Darunter gab es auch Landtagsabgeordnete und Gewerkschaftssekretäre sowie Personen an den Schaltstellen der Wirtschaft. Und immer noch ist der größte Teil der Akten nicht aufgearbeitet.

Dr. en jur. (BOL) Klaus Kirchner: „Natürlich begrüßen wir die Aktivitäten der Stasi-Unterlagenbehörde und wünschen uns, dass sie in jedem Falle die Mittel erhält, ihre Arbeit so lange fortzusetzen, bis das vorhandene Material vollständig aufgearbeitet ist.

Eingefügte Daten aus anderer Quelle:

PR #1190, opened 2025-03-13
misc changes

pca006132:
1. Removed the use of acos and fma in boolean code. Our boolean should hopefully be deterministic across machines now, please let us know if this is not.
2. Made mesh dump function public. This will write an OBJ file in a custom format to an ostream in full precision, which can be imported via the ImportMesh64 function. This is for debug purposes only because the format is subject to changes, and the ImportMesh64 cannot read OBJ files exported by other programs (and not intended to be used that way, user should just use meshio).

### DIFF
--- a/src/impl.cpp
+++ b/src/impl.cpp
@@ -19,6 +19,7 @@
 #include <map>
 #include <optional>
 
+#include "./csg_tree.h"
 #include "./hashtable.h"
 #include "./mesh_fixes.h"
 #include "./parallel.h"
@@ -27,6 +28,7 @@
 #ifdef MANIFOLD_EXPORT
 #include <string.h>
 
+#include <iomanip>
 #include <iostream>
 #endif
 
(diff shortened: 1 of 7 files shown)


src/impl.cpp
```diff
@@ -561,7 +568,7 @@ void Manifold::Impl::CalculateNormals() {
       // should just exclude it from the normal calculation...
       if (!la::isfinite(currEdge[0]) || !la::isfinite(prevEdge[0])) return;
       double dot = -la::dot(prevEdge, currEdge);
-      double phi = dot >= 1 ? 0 : (dot <= -1 ? kPi : std::acos(dot));
+      double phi = dot >= 1 ? 0 : (dot <= -1 ? kPi : acos(dot));
```
elalish, line 571: maybe we should call these floats, since our acos function isn't giving us double precision?

elalish (approved):
Thanks!

src/impl.cpp
elalish: I guess what I mean is, our normals aren't really as precise as doubles anymore right? It's probably fine to leave it as is, but I was just thinking maybe it would be good to remind ourselves that these have more error than e.g. our positions.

Für uns stellt sich natürlich auch die Frage, ob es auch heute noch Mandatsträger in Düsseldorf gibt, die für die Staatssicherheit der DDR spioniert haben.
Wir denken, dass die Öffentlichkeit ein Recht hat, die ganze Wahrheit zu erfahren. Dazu gehört auch, dass Namen genannt werden.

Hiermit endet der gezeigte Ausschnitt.